Dream Scenario Danimarkalı yönetmen Kristopher Borgli’nin İngilizce çektiği ilk film. Borgli geçen yılın ıskalanmaması gerekenlerinden Sick Of Myself’i yönetmişti. Bu filminde “This Man” çılgınlığını, eğer bu adam yaşasaydı bu ilgi o adama neler yaşatırdı, bakış açısıyla anlatıyor. Film Paul Matthews adındaki sıradan bir adama odaklanıyor. Paul eşi ve iki kızı ile birlikte yaşamakta üniversitede dersler vermektedir. Silik bir adamdır, eşinin soyismini almıştır, öğrenciler derslerine ilgi göstermemektedir.
Aniden birçok insan Paul’ü rüyalarında görmeye başlar. Adam rüyalarına izleyici olarak dahil olmakta, hiçbir şey yapmamakta, bazen bir iki kelime konuşmaktadır. Medyanın ilgisini de üzerine çekince hayatı rayından çıkmaya başlar. Bunlar henüz iyi günleridir. Rüyaları görenlerin sayısı çığ gibi büyüdüğünde Paul’un rüyalardaki eylemsizliği sona erer. İnsanlar onu artık kabuslarında kendilerine korkunç şeyler yaparken görmeye başlar. Paul büyüyen nefrete karşı kendini nasıl koruyacaktır.

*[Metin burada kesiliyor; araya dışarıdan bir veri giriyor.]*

PR #7086, opened 2026-03-22
Added delta local accumulation inside thread cleanup loop

### LINKED ISSUE #7085: thread_queue: batch the atomic decrement in cleanup_terminated_locked()
Continuing the work done in #7056 I decided to continue any optimization I could find. In `thread_queue::cleanup_terminated_locked()`, every iteration of the cleanup loop issues two individual atomic decrements
( --terminated_items_count_, --thread_map_count_), causing  multiple cache-line coherence complete trips every call.Instead we could accumulate deltas locally, basically a single fetch after every loop.

toxicteddy00077:
# Description
Closes #7085 

continuing in spirit of #7056, the changes are very simple, I have just repalced the repeated per-item atomic decrements with local counters within the loop and and a `fetch_sub` after the loop. Basically two bulk atomic operations isnteads of many.

### DIFF
--- a/libs/core/schedulers/include/hpx/schedulers/thread_queue.hpp
+++ b/libs/core/schedulers/include/hpx/schedulers/thread_queue.hpp
@@ -390,11 +390,13 @@ namespace hpx::threads::policies {
             if (delete_all)
             {
                 // delete all threads
+                std::int64_t term_delta = 0;
+                std::int64_t map_delta = 0;
                 thread_data* to_delete;
                 while (terminated_items_.pop(to_delete))
                 {
+                    ++term_delta;
                     thread_id_type tid(to_delete);
-                    --terminated_items_count_;
 
                     // this thread has to be managed by this queue, it may have
                     // ended up on the terminate threads list more than once,
@@ -406,10 +408,15 @@ namespace hpx::threads::policies {
                     if (thread_map_.erase(tid) != 0)
                     {
                         recycle_thread(tid);
-                        --thread_map_count_;
-                        HPX_ASSERT(thread_map_count_ >= 0);
+                        ++map_delta;
                     }
                 }
+                terminated_items_count_.fetch_sub(
+                    term_delta, std::memory_order_acq_rel);
+                [[maybe_unused]] std::int64_t remaining =
+                    thread_map_count_.fetch_sub(
+                        map_delta, std::memory_order_acq_rel);
+                HPX_ASSERT(remaining - map_delta >= 0);
             }
             else
             {
@@ -424,11 +431,13 @@ namespace hpx::threads::policies {
                 delete_count = (std::max) (delete_count,
                     static_cast<std::int64_t>(parameters_.min_delete_count_));
 
+                std::int64_t term_delta = 0;
+                std::int64_t map_delta = 0;
                 thread_data* to_delete;
                 while (delete_count && terminated_items_.pop(to_delete))
                 {
+                    ++term_delta;
                     thread_id_type tid(to_delete);
-                    --terminated_items_count_;
 
                     // this thread has to be managed by this queue, it may have
                     // ended up on the terminate threads list more than once,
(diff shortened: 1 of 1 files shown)


toxicteddy00077:
Benchmarks for comparison, left is baseline, right is my imrpovement, very minimal speedups varying form 21-7% across API
image

hkaiser:
@charan-003 please have a look here. The CIs are still not being triggered.

charan-003:
> @charan-003 please have a look here. The CIs are still not being triggered.

@hkaiser

looks like the /ok to test workflows are getting stuck in queue

sad to say but we can either:

1. revert the changes in the PR i created on workflows and make it as it used to be earlier
2. keep it but the queuing is because we have 40+ parallel test jobs running at same time
even if we do something like https://github.com/marketplace/actions/verify-safe-to-test-label it won't fix the queuing - the issue is too many parallel jobs, not how they're triggered

hkaiser:
> > @charan-003 please have a look here. The CIs are still not being triggered.
> 
> @hkaiser
> 
> looks like the /ok to test workflows are getting stuck in queue
> 
> sad to say but we can either:
> 
> 1. revert the changes in the PR i created on workflows and make it as it used to be earlier
> 2. keep it but the queuing is because we have 40+ parallel test jobs running at same time
>    even if we do something like https://github.com/marketplace/actions/verify-safe-to-test-label it won't fix the queuing - the issue is too many parallel jobs, not how they're triggered

Things were run before (even with the queuing). The difference is that now github reports those CI jobs a `skipped`. Let's revert the change for now until we have a better understanding of how to do what you suggested.

@charan-003 could you create a PR that reverts it, please? It can't be automatically reverted anymore because of the second PR that modified things.

charan-003:
> > > @charan-003 please have a look here. The CIs are still not being triggered.
> > 
> > 
> > @hkaiser
> > looks like the /ok to test workflows are getting stuck in queue
> > sad to say but we can either:
> > 
> > 1. revert the changes in the PR i created on workflows and make it as it used to be earlier
> > 2. keep it but the queuing is because we have 40+ parallel test jobs running at same time
> >    even if we do something like https://github.com/marketplace/actions/verify-safe-to-test-label it won't fix the queuing - the issue is too many parallel jobs, not how they're triggered
> 
> Things were run before (even with the queuing). The difference is that now github reports those CI jobs a `skipped`. Let's revert the change for now until we have a better understanding of how to do what you suggested.
> 
> @charan-003 could you create a PR that reverts it, please? It can't be automatically reverted anymore because of the second PR that modified things.

let me do that quickly

hkaiser:
@toxicteddy00077 Could you please take care of the clang-format issues reported?

bench_results/pr2_batch_atomic_results.txt
```diff
@@ -0,0 +1,42 @@
...
+action | WaitEach             baseline 0.4593µs  PR2 0.3646µs +26.0%
+apply | Sliding-Sem           baseline 0.3908µs  PR2 0.3616µs  +8.1%
+apply_hierarchical | latch    baseline 0.1602µs  PR2 0.1558µs  +2.8%
+async | WaitAll               baseline 0.3427µs  PR2 0.2935µs +16.8%
+async | WaitEach              baseline 0.3661µs  PR2 0.3200µs +14.4%
+create_thread | latch         baseline 0.2173µs  PR2 0.1701µs +27.7%
+create_thread_hierarchical    baseline 0.0639µs  PR2 0.0599µs  +6.7%
+register_work | latch         baseline 0.2173µs  PR2 0.1870µs +16.2%
+
+OVERALL GEOMEAN: 1.077x  (~7.7% improvement across all thread counts)
```
hkaiser: Please remove this file from the PR (force push to your branch).

toxicteddy00077: so sorry accidentally staged it before commit

hkaiser:
retest lsu

hkaiser:
Could you please rebase onto master to fix the compilation errors reported? Sorry for the inconvenience.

Film rüya sekanslarındaki yaratıcılık ile öne çıkıyor ve emeklilik kararı aldığı için büyük bir ihtimalle Cage’in rol aldığı son film olarak anımsanacak. Cage bu filmde abartısız ve şaşırtıcı temiz bir oyunculuk sergiliyor.

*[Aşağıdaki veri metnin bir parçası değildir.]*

PR #7097, opened 2026-03-24
Fix scheduler_executor regression

charan-003:


charan-003:
@hkaiser, could you please trigger the stellarbot perftest report on this PR?

libs/core/executors/include/hpx/executors/thread_pool_scheduler.hpp
```diff
@@ -395,6 +391,17 @@ namespace hpx::execution::experimental {
...
+            template <typename CPO>
+                requires(
+                    meta::value<meta::one_of<CPO, set_value_t, set_stopped_t>>)
+            friend constexpr auto tag_invoke(
+                hpx::execution::experimental::get_completion_scheduler_t<CPO>,
+                sender const& s) noexcept
+            {
+                return s.scheduler;
+            }
+#endif
```
charan-003, line 404: this restores the non-stdexec sender customization by exposing `get_completion_scheduler` directly on sender, which preserves the bulk fallback behavior and avoids unnecessary thread_pool_bulk_sender overhead for small partitioned workloads

hkaiser: Could you please explain why the new solution is more costly? What can we do to avoid the additional overhead?

hkaiser:
The perf-tests should run. Also, please ignore the CI failures - those slipped into master unnoticed. I'll take care of those independently.

libs/core/executors/include/hpx/executors/thread_pool_scheduler.hpp
charan-003: with the new unconditional `get_env` on `schedule_sender`, bulk sees a `completion scheduler` and selects the scheduler override path (thread_pool_bulk_sender) instead of the fallback bulk_sender.
for these benchmarks (especially for_each), work is already partitioned into small chunks, so routing each chunk through thread_pool_bulk_sender adds overhead (operation-state setup, queueing/scheduling, synchronization) that dominates useful work.

image


to avoid that overhead
we can either 
1.  keep the stdexec env path only under HPX_HAVE_STDEXEC, and preserve legacy non-stdexec customization so non-stdexec uses fallback bulk_sender as before
([restores previous behaviour](https://github.com/STEllAR-GROUP/hpx/pull/6746/changes#diff-97629d93099c79c02b962250d0185a4323aa5c7d724426cbf6a06dbd313c9a55L330-L344) )

2.  keep unconditional env and bypass thread_pool_bulk_sender for tiny partitioned workloads.

hkaiser: I think we should implement option 1. I would like to avoid performance degradation after fully switching to `std::execution`. Thanks for looking into this in any case!

charan-003: I agree we should avoid reintroducing overhead during the full `std::execution` transition... 
This implementation keeps option 1 for now, and I can follow up with a separate optimization PR for the unconditional-env path

hkaiser (approved):
LGTM, thanks!

Pansysk75:
retest perf

hkaiser:
Thanks again @charan-003!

- Oyuncular: Nicholas Cage, Julianne Nicholson, Jessica Clement, Lilly Bird
- Yönetmen: Kristoffer Borgli
- Senaryo: Kristoffer Borgli
Beau Is Afraid
Yönetmen Ari Aster ilk filmi Hereditary ile adını korku filmi meraklılarının “takip edilecek yönetmenler” listesine yazdırmıştı. Ardından “Midsommar” geldi: bu filmin The Wicker Man filminin izlerinden gittiğini düşünenler olsa da Aster karanlık bir dünyayı bur tür filmlerde görmeye alışık olmadığımız apaydınlık renkler ile hayata geçirmiş ve sonu başından tahmin edilebilen hikayeyi izleyiciyi sıkmak şöyle dursun gerilim dozunu arttırarak anlatmayı başarmıştı. Şimdi yine konusu birkaç kelime ile özetlenebilecek ama her bir sahnesinde gizli minik ayrıntılar üzerine saatlerce konuşulabilecek tuhaf bir gerilim filmi ile karşımızda.

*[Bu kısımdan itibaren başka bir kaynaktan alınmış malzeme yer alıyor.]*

PR #248, opened 2026-03-04
fix: add preflight guardrail for suspicious amount scaling (closes #219)

### LINKED ISSUE #219: Add preflight guardrail for suspicious amount scaling (unit mismatch)
## Problem
A unit mismatch can produce interpreted amounts that are far above wallet balance. This currently fails late and can waste agent retries/thinking.

## Proposal
Add a preflight guardrail before tx construction:
- If interpreted amount is suspiciously above available balance, fail fast with a clear unit-mismatch hint.
- Provide deterministic error code and remediation examples.

Suggested behavior:
- Error code: `AMOUNT_UNIT_MISMATCH_SUSPECTED`
- Message includes:
  - requested input
  - interpreted human/base values
  - wallet balance
  - corrected example for both units

## Acceptance Criteria
- [ ] Guard runs for quote+swap preflight where balance is available
- [ ] Deterministic error code emitted
- [ ] Error text includes corrected examples
- [ ] Threshold/config documented (or sensible hardcoded rule)

JackBinswitch-btc:
## Problem

When an agent calls `bitflow_get_quote` or `bitflow_swap` with `amountUnit="human"` (the default) but accidentally passes a base-unit value — e.g. `amountIn="1000000"` intending 1 STX but actually requesting 1,000,000 STX — the SDK receives an inflated amount and the transaction fails on-chain after burning STX fees and retries. The error is cryptic and gives no guidance on how to fix the call.

## Solution

Add a `checkAmountScaling()` preflight function, called immediately after `resolveAmountIn()` in both the `bitflow_get_quote` and `bitflow_swap` handlers.

**Logic:**
1. Fetch the wallet's current token balance via the Hiro API (STX via `getStxBalance`, FTs via `getTokenBalance`).
2. If `humanAmount > 10 × walletBalanceHuman`, throw `AMOUNT_UNIT_MISMATCH_SUSPECTED`.
3. The error message includes:
   - The requested amount and wallet balance
   - Token symbol and decimals
   - Two corrected call examples: one with `amountUnit="base"`, one with the properly scaled `amountUnit="human"` value

**Graceful degradation:** The check is silently skipped when:
- No wallet is unlocked / no mnemonic is set (cannot resolve address)
- The Hiro balance API is unreachable (network error)

This means a transient API outage never blocks legitimate swaps.

## Changes

Only `src/tools/bitflow.tools.ts` is modified:
- Added `import { getHiroApi }` from the existing hiro-api service
- Added `AMOUNT_SCALE_SUSPICION_MULTIPLIER = 10` constant
- Added `checkAmountScaling()` function (~80 lines, fully documented)
- Added one `await checkAmountScaling(...)` call in `bitflow_get_quote`
- Added one `await checkAmountScaling(...)` call in `bitflow_swap`

TypeScript compiles cleanly (`tsc --noEmit`).

## Test plan

- [ ] Call `bitflow_get_quote` with `amountIn="1000000"` and `amountUnit="human"` on a wallet with ~1 STX balance — expect `AMOUNT_UNIT_MISMATCH_SUSPECTED` error with corrected examples
- [ ] Call the same with `amountUnit="base"` and `amountIn="1000000"` — expect normal quote for 1 STX (no guard fires because unit is explicit)
- [ ] Call with `amountIn="1"` and `amountUnit="human"` on a wallet with ~1 STX balance — expect normal quote (amount ≤ threshold)
- [ ] Call `bitflow_swap` with a suspicious amount — expect the same early rejection before any on-chain tx is constructed
- [ ] Simulate wallet-locked state (no mnemonic set) with a suspicious amount — expect normal pass-through (guard skipped)

Closes #219

### DIFF
--- a/src/tools/bitflow.tools.ts
+++ b/src/tools/bitflow.tools.ts
@@ -15,6 +15,33 @@ const HIGH_IMPACT_THRESHOLD = 0.05; // 5%
 const AMOUNT_SCALE_SUSPICION_MULTIPLIER = 10;
 
 /**
+ * Thrown by checkAmountScaling when the requested amount looks like it was
+ * supplied in base units instead of human units.
+ */
+class AmountUnitMismatchError extends Error {
+  readonly code = "AMOUNT_UNIT_MISMATCH_SUSPECTED";
+  readonly details: {
+    requestedAmountHuman: number;
+    requestedAmountInput: string;
+    walletBalanceHuman: number;
+    tokenDecimals: number;
+    tokenSymbol: string;
+    correctedHumanAmount: number;
+    correctedBaseAmount: string;
+    suspicionMultiplier: number;
+  };
+
+  constructor(
+    message: string,
+    details: AmountUnitMismatchError["details"]
+  ) {
+    super(message);
+    this.name = "AmountUnitMismatchError";
+    this.details = details;
+  }
+}
+
+/**
  * Resolve amountIn to the human-unit number the Bitflow SDK expects.
  * When amountUnit is "human" (default), validates and passes through.
  * When amountUnit is "base", converts from smallest units using token decimals.
@@ -89,18 +116,19 @@ async function checkAmountScaling(
     return;
   }
 
-  // Look up the token's decimals from the Bitflow token list.
-  // Fall back to 6 (micro-STX standard) if the token is unknown.
-  const tokens = await bitflowService.getAvailableTokens();
-  const tokenMeta = tokens.find((t) => t.id === tokenX);
-  const decimals = tokenMeta?.decimals ?? 6;
-
-  // Fetch the wallet's balance for this token.
-  // STX is identified in Bitflow as "token-stx".
-  const hiroApi = getHiroApi(NETWORK);
-  let walletBalanceHuman: number;
-
   try {
+    // Look up the token's decimals from the Bitflow token list.
+    // Fall back to 6 (micro-STX standard) if the token is unknown.
+    // NOTE: getAvailableTokens() is inside this try/catch so that a Bitflow
+    // API outage does not propagate as an uncaught error and block all swaps.
+    const tokens = await bitflowService.getAvailableTokens();
+    const tokenMeta = tokens.find((t) => t.id === tokenX);
+    const decimals = tokenMeta?.decimals ?? 6;
+
+    // Fetch the wallet's balance for this token.
+    // STX is identified in Bitflow as "token-stx".
+    const hiroApi = getHiroApi(NETWORK);
+    let walletBalanceHuman: number;
     const isStx = tokenX === "token-stx";
     if (isStx) {
       const stxInfo = await hiroApi.getStxBalance(walletAddress);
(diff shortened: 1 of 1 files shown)


arc0btc (changes requested):
## Review: fix: add preflight guardrail for suspicious amount scaling

The intent is solid — early rejection with corrected examples is exactly what agents need to avoid fee-burning retries on unit mismatches. The `resolveAmountIn` + `checkAmountScaling` layering is clean, and the graceful-skip logic (no wallet, `amountUnit="base"`) is well-reasoned.

One correctness issue blocks the merge:

---

### 🔴 `getAvailableTokens()` is outside the try/catch — breaks the graceful degradation promise

The PR description says:

> "The check is silently skipped when... The balance fetch itself fails — we treat network errors as non-fatal so that a temporary API outage does not block all swap traffic."

But the token list fetch is **not** inside the try/catch:

```typescript
// NOT protected — throws propagate and block the swap
const tokens = await bitflowService.getAvailableTokens();
const tokenMeta = tokens.find((t) => t.id === tokenX);
const decimals = tokenMeta?.decimals ?? 6;

// Only this is protected
try {
  const isStx = tokenX === "token-stx";
  ...walletBalanceHuman = ...
} catch {
  return; // graceful
}
```

If `getAvailableTokens()` throws (Bitflow API down, SDK cache miss on cold start), `checkAmountScaling` throws uncaught, and **all** `bitflow_get_quote` / `bitflow_swap` calls fail. This is the opposite of graceful degradation — an API outage in the guardrail becomes a full swap outage.

Fix: wrap the entire function body (after the wallet-address check) in a try/catch that returns on any error, OR scope the token list fetch into the existing try/catch. The decimal fallback `?? 6` already handles an unknown token — it just doesn't handle a thrown error.

```typescript
try {
  const tokens = await bitflowService.getAvailableTokens();
  const tokenMeta = tokens.find((t) => t.id === tokenX);
  const decimals = tokenMeta?.decimals ?? 6;

  const hiroApi = getHiroApi(NETWORK);
  // ...balance fetch...
  // ...threshold check...
} catch {
  // Any network error in the guardrail is non-fatal — skip the check
  return;
}
```

---

### 🟡 Minor: `(error as any)` — use a typed error class

```typescript
(error as any).code = "AMOUNT_UNIT_MISMATCH_SUSPECTED";
(error as any).details = { ... };
```

With strict TS, a custom error class keeps types clean and makes the code easier to catch upstream:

Beau nevrozları olan tek başına yaşayan bir adamdır ve evinden çıkıp uçakla annesinin yaşadığı şehre gitmesi gerekmektedir. Bu gereklilik zorunluluk halini alır ama Beau aslında gitmek istememektedir. Beau’nun zihni annesine giden yolda ona sürekli oyunlar oynar, bu oyunlar izleyicinin önüne bırakılmış çözülmeyi bekleyen bilmecelerdir aslında. Beau’nun gözlerinden onun dünyasına baktıkça bilmeceler kartopu gibi büyüyerek çığa dönüşür. Üç saatlik süresi ile izleyiciyi birbirinden farklı mizansenlerden geçiren film bittiğinde artık seyircinin film üzerine düşünme zamanı gelmiştir artık. İzleyenin yakasını kolay bırakmayan filmlerden.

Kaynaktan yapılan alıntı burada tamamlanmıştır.